CRISPR Can Now Hitch a Ride on Nanoparticles to Battle Disease

It started like any other day. Dr. Hao Yin walked into the lab at MIT, ready to check on his transgenic mice. He had no idea he was about to make history.

Yin’s mice harbored a single mutated gene that gave them a terrible liver disease. Left untreated, the deteriorating liver fails to process nutrients, and the mice eventually whittle down to skin and bones.

Yin was testing an audacious new gene therapy, first discovered a year prior in bacteria. What he saw stopped him stone cold: while the control mice had shed one-fifth of their normal body weight, their treated counterparts remained plump and healthy.

The “miracle” treatment in question? CRISPR.

Yin and colleagues were the first to definitively show that CRISPR could be used in living animals to correct genetic mutations and treat disease. That was in 2014.

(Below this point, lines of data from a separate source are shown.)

PR #229, opened 2023-07-19
Make BenchmarkForall more repeatable

adayton1:
* Add warmup kernels
* Add synchronizes where needed

### DIFF
--- a/benchmarks/BenchmarkForall.cpp
+++ b/benchmarks/BenchmarkForall.cpp
@@ -20,6 +20,7 @@ static void benchmark_sequential_loop(benchmark::State& state) {
    const int size = state.range(0);
    care::host_device_ptr<int> data(size, "data");
 
+   // For consistency with the GPU case, which requires a warm up kernel
    CARE_SEQUENTIAL_LOOP(i, 0, size) {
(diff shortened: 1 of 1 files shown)


neelakausik (approved):

benchmarks/BenchmarkForall.cpp
```diff
@@ -37,10 +42,18 @@ static void benchmark_openmp_loop(benchmark::State& state) {
    const int size = state.range(0);
    care::host_device_ptr<int> data(size, "data");
 
+   CARE_OPENMP_LOOP(i, 0, size) {
```
dtaller, line 45: I would add a comment on why this is being done here (I think consistency with the GPU test, where you are doing it to "warm up kernel", to avoid startup/initialization issues that made timing inconsistent).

A scientific firestorm followed: by 2016, CRISPR-enhanced immune warriors were already given to a cancer patient to battle his rogue cells. A year later, the technique was used to edit human embryos, sparking debates about designer babies. Roughly 20 CRISPR clinical trials are gearing up for action. Momentum keeps building.

Yet CRISPR has a dirty secret: there’s really no perfect way to deliver the “molecular scissors” safely into cells. Most methods currently rely on viruses: the DNA that encodes the CRISPR machinery is spliced into a “viral vector” then injected into the troubled tissue.

That’s all well and good for diseases that affect blood and muscle. But for destinations buried deep within the body, delivery becomes a serious issue.

Yin’s workaround wasn’t ideal: he shot two milliliters of solution containing the CRISPR machinery into the mice’s veins using incredibly high pressure. The human equivalent? Your entire blood volume, injected in just five minutes.

Unsurprisingly, the method can sometimes cause tissue damage. “We’re working on safer and more efficient delivery methods,” said the study’s lead author, Dr. Daniel Anderson, at the time.

This week his team finally delivered. They created a nanoparticle system that envelops the CRISPR components in a protective sphere. A skin prick sends the treatment on its way to the liver—no blasting or virus required.

In mice with genetically high cholesterol, the nanoparticles successfully turned off the faulty gene in over 80 percent of liver cells, bringing their blood lipid back to normal levels.

That’s the highest success rate ever achieved with CRISPR in adult animals.

“What’s really exciting here is that we’ve shown you can make a nanoparticle that can be used to permanently and specifically edit the DNA in the liver of an adult animal,” says Anderson.

“If you can reprogram the DNA of your liver while you’re still using it, we think there are many diseases that could be addressed.”

Viral Trouble

Gene therapy has always had a love-hate relationship with viruses, and CRISPR is no different.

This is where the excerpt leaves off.